Christian ha detto...

Purtroppo non ho mai visto nessuno dei film di Sjöström, mi dispiace.

Dan ha detto...

Sì! Il carretto fantasma è davvero simile per certi versi.

PS: è del '21.

marco c. ha detto...

Fanny e Alexander è il tuo genere: svenka heimat

Christian ha detto...

Infatti! ^^

Marisa ha detto...

Anche per me questo è il "capolavoro" di Bergman, il film più completo ed equilibrato, in cui la tristezza e la fiducia nella vita si mescolano senza sopraffarsi e ci mostra come, anche all'età del vecchio professore, i giochi non sono ancora chiusi.
Memorabile l'uso dei sogni, da vero manuale da psicoanalista.
L'inconscio si comporta proprio così: in un giorno di celebrazione ti riscodella tutti i problemi non risolti e ti costringe a ripercorrerli, dandoti la possibilità (sempre se li accetti e non rimuovi il tutto )di trasformare ancora il tuo atteggiamento e, ascoltando di più gli altri, di umanizzarti in sintonia.

Christian ha detto...

Quella del protagonista è una riflessione forzata su sé stesso che fino a quel momento non aveva voluto fare e che proprio i sogni e i ricordi mettono in moto all'improvviso.
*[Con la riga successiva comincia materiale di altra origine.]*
PR #1959, opened 2023-01-09
chore(playground-api): generate blocks using random masternode addresses

fullstackninja864:
Generate blocks using random masternode addresses

Fixes #


apps/playground-api/src/PlaygroundBlock.ts
```diff
@@ -12,7 +12,9 @@ export class PlaygroundBlock {
 
   @Interval(3000)
   async generate (): Promise<void> {
-    await this.client.call('generatetoaddress', [1, PlaygroundSetup.address, 1], 'number')
+    const { masternodes }: MiningInfo = await this.client.mining.getMiningInfo()
+    const randomAddress = masternodes[Math.floor(Math.random() * masternodes.length)].operator
+    await this.client.call('generatetoaddress', [1, randomAddress, 1], 'number')
```
fuxingloh: You need to add tests to assert this is valid.

fullstackninja864: added testcase

apps/playground-api/src/PlaygroundBlock.ts
```diff
@@ -1,7 +1,7 @@
 import { Interval } from '@nestjs/schedule'
 import { Injectable, Logger } from '@nestjs/common'
 import { ApiClient } from '@defichain/jellyfish-api-core'
-import { PlaygroundSetup } from './setups/setup'
+import { MiningInfo } from '@defichain/jellyfish-api-core/dist/category/mining'
```
fuxingloh:
```suggestion
import { mining } from '@defichain/jellyfish-api-core'
```

apps/playground-api/src/PlaygroundBlock.ts
```diff
@@ -12,7 +12,9 @@ export class PlaygroundBlock {
 
   @Interval(3000)
   async generate (): Promise<void> {
-    await this.client.call('generatetoaddress', [1, PlaygroundSetup.address, 1], 'number')
+    const { masternodes }: MiningInfo = await this.client.mining.getMiningInfo()
```
fuxingloh:
```suggestion
    const { masternodes }: mining.MiningInfo = await this.client.mining.getMiningInfo()
```

Could we do this instead?

apps/playground-api/src/PlaygroundBlock.ts
fuxingloh:
```suggestion
    const randomOperator = masternodes[Math.floor(Math.random() * masternodes.length)].operator
    await this.client.call('generatetoaddress', [1, randomOperator, 1], 'number')
```

apps/playground-api/__tests__/PlaygroundBlock.test.ts
```diff
@@ -0,0 +1,55 @@
+import { PlaygroundApiTesting } from '../testing/PlaygroundApiTesting'
+import waitForExpect from 'wait-for-expect'
+import { PlaygroundProbeIndicator } from '../src/PlaygroundIndicator'
+import { PlaygroundBlock } from '../src/PlaygroundBlock'
+import { RegTestFoundationKeys } from '@defichain/jellyfish-network'
+import { StartOptions, MasterNodeRegTestContainer } from '@defichain/testcontainers'
+import { TestingGroup } from '@defichain/jellyfish-testing'
+import { MiningInfo } from '@defichain/jellyfish-api-core/dist/category/mining'
```
fuxingloh: Same for this, to prevent test/build race condition.

apps/playground-api/__tests__/PlaygroundBlock.test.ts
```diff
@@ -0,0 +1,55 @@
...
+})
+
+describe('playgroundBlock', () => {
+  it('should be able to mint blocks using multiple nodes', async () => {
+    const count = await testing.container.getBlockCount()
+    const { masternodes }: MiningInfo = await testing.container.call('getmininginfo', [])
+    const playgroundBlock = testing.app.get(PlaygroundBlock)
+    for (let i = 0; i < 100; i++) {
+      await playgroundBlock.generate()
+      await testing.container.generate(1)
```
fuxingloh:
```suggestion
```

This seems redundant? I assume playgroundBlock already generated it.

apps/playground-api/__tests__/PlaygroundBlock.test.ts
```diff
@@ -0,0 +1,55 @@
...
+    }
+    const updatedCount = await testing.container.getBlockCount()
+    const { masternodes: updatedMasterNodes }: MiningInfo = await testing.container.call('getmininginfo', [])
+    expect(updatedCount).toBeGreaterThan(count)
+    updatedMasterNodes.forEach((eachNode) => {
+      const currentNode = masternodes.find((each) => each.operator === eachNode.operator)
+      expect(eachNode.mintedblocks).toBeGreaterThan(currentNode?.mintedblocks ?? 0)
+    })
```
fuxingloh: The assert condition has a very high probability of failure cause we change the assert condition to as long as 2 unique masternode minted?

fuxingloh (changes requested):

apps/playground-api/__tests__/PlaygroundBlock.test.ts
```diff
@@ -0,0 +1,66 @@
...
+    const { masternodes: updatedMasterNodes }: mining.MiningInfo = await testing.container.call('getmininginfo', [])
+    expect(updatedBlockCount).toBeGreaterThan(blockCount)
+    const minerMNcount = updatedMasterNodes.reduce((minerMNcount, eachNode) => {
+      const currentMintedBlocks = masternodes.find((each) => each.operator === eachNode.operator)?.mintedblocks ?? 0
+      if (eachNode.mintedblocks > currentMintedBlocks) {
+        return ++minerMNcount
+      }
+      return minerMNcount
+    }, 0)
+    expect(minerMNcount).toBeGreaterThanOrEqual(2)
```
pierregee: Can add a doc/comment on why it's expecting `>=2`

apps/playground-api/__tests__/PlaygroundBlock.test.ts
```diff
@@ -0,0 +1,68 @@
...
+afterAll(async () => {
+  await testing.stop()
+})
+
+describe('playgroundBlock', () => {
+  it('should be able to mint blocks using multiple nodes', async () => {
+    const blockCount = await testing.container.getBlockCount()
+    const { masternodes }: mining.MiningInfo = await testing.container.call('getmininginfo', [])
+    const playgroundBlock = testing.app.get(PlaygroundBlock)
+    for (let i = 0; i < 20; i++) {
```
kyleleow, line 51: may be good to add a comment that why we chose 20 and not any other number

apps/playground-api/__tests__/PlaygroundBlock.test.ts
```diff
@@ -0,0 +1,68 @@
...
+import { RegTestFoundationKeys } from '@defichain/jellyfish-network'
+import { StartOptions, MasterNodeRegTestContainer } from '@defichain/testcontainers'
+import { TestingGroup } from '@defichain/jellyfish-testing'
+import { mining } from '@defichain/jellyfish-api-core'
+
+class PlaygroundApiMasterNodeRegTestContainer extends MasterNodeRegTestContainer {
+  protected getCmd (opts: StartOptions): string[] {
+    return [
+      ...super.getCmd(opts),
+      `-masternode_operator=${RegTestFoundationKeys[1].operator.address}`,
```
kyleleow, line 15: may be good to add a comment that why we add 7 MN operators here (helps newbie like me to understand)

apps/playground-api/src/PlaygroundBlock.ts
```diff
@@ -12,7 +10,9 @@ export class PlaygroundBlock {
 
   @Interval(3000)
   async generate (): Promise<void> {
-    await this.client.call('generatetoaddress', [1, PlaygroundSetup.address, 1], 'number')
+    const { masternodes }: mining.MiningInfo = await this.client.mining.getMiningInfo()
+    const randomOperator = masternodes[Math.floor(Math.random() * masternodes.length)].operator
```
kyleleow: i am not expert in this, but what if we mint the block sequentially, maybe just 4 in total, not all to save time? in that way we can remove the randomness and be sure which MN to use for testing, need your thought on this @fuxingloh .

Harsh's thought is to keep this randomness to simulate the actual blockchain behaviour

fuxingloh: Yeah, you're right. I would say sequential is better since you can anticipate them for tests.

I am averse to Harsh idea since if we want them to be random to simulate actual blockchain behavior, we should just use TestNet, or rather just use MainNet all together.

apps/playground-api/src/PlaygroundBlock.ts
```diff
@@ -10,10 +9,16 @@ export class PlaygroundBlock {
...
+    const operator = masternodes[blocks % masternodes.length].operator
+    await this.client.call('generatetoaddress', [1, operator, 1], 'number')
     const count = await this.client.blockchain.getBlockCount()
     this.logger.log(`generated new block - height: ${count}`)
   }
+
+  @Interval(3000)
+  async generate (): Promise<void> {
+    await this.generateToAddress()
+  }
```
fuxingloh:
```suggestion
  @Interval(3000)
  async generate (): Promise<void> {
    const { masternodes, blocks }: mining.MiningInfo = await this.client.mining.getMiningInfo()
    const operator = masternodes[blocks % masternodes.length].operator
    await this.client.call('generatetoaddress', [1, operator, 1], 'number')
    const count = await this.client.blockchain.getBlockCount()
    this.logger.log(`generated new block - height: ${count}`)
  }
```

Given that `generateToAddress` and `generate` are identical, we don't need another method? 

The decorator is a behavior applied to that method, so IMO should not warrant a different name either.

fuxingloh (changes requested):

apps/playground-api/__tests__/PlaygroundBlock.test.ts
```diff
@@ -0,0 +1,64 @@
...
+      await playgroundBlock.generate()
+      await wait(3000)
+    }
+    const updatedBlockCount = await testing.container.getBlockCount()
+    const { masternodes: updatedMasterNodes }: mining.MiningInfo = await testing.container.call('getmininginfo', [])
+    expect(updatedBlockCount).toBeGreaterThan(blockCount)
+    updatedMasterNodes.forEach((eachNode) => {
+      const currentMintedBlocks = masternodes.find((each) => each.operator === eachNode.operator)?.mintedblocks ?? 0
+      expect(eachNode.mintedblocks).toBeGreaterThanOrEqual(currentMintedBlocks)
+    })
```
fuxingloh: This test condition seems overly complex; would it be easier just to check each masternode has minted?

fuxingloh (changes requested):

apps/playground-api/__tests__/PlaygroundBlock.test.ts
fullstackninja864: Updated the logic just to verify that each masternode contributed to minting.

apps/playground-api/__tests__/PlaygroundBlock.test.ts
```diff
@@ -0,0 +1,63 @@
...
+    // generate next 20 block to confirm multiple masternodes are mining the blocks
+    for (let i = 0; i < 20; i++) {
+      await playgroundBlock.generate()
+      await wait(3000)
+    }
+    const updatedBlockCount = await testing.container.getBlockCount()
+    expect(updatedBlockCount).toBeGreaterThan(blockCount)
+    const { masternodes }: mining.MiningInfo = await testing.container.call('getmininginfo', [])
+    // check each masternode minted blocks
+    masternodes.forEach((eachNode) => {
```
fuxingloh, line 60: Assert `masternode >= 7`, other wise expect masternodes for loop is flawed

fuxingloh (changes requested):

apps/playground-api/__tests__/PlaygroundBlock.test.ts
fullstackninja864: Making count to strict equal to 8

fuxingloh (approved):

Trattandosi di un bilancio esistenziale fatto in così tarda età, è incredibile pensare che Bergman aveva invece solo 37 anni (proprio come il figlio del professore!) quando ha girato questo film!

Marisa ha detto...

Infatti Bergman si identifica con tutti e due, vista la profonda somiglianza caratteriale tra padre e figlio, anzi il figlio (come spesso avviene con i giovani) è più intransigente e rigido del padre.
I sogni pare che siano proprio di Bergman stesso...
Padre e figlio qui partecipano di una profonda identità inconscia, così come avviene nel film di Tarkovskij "Lo specchio".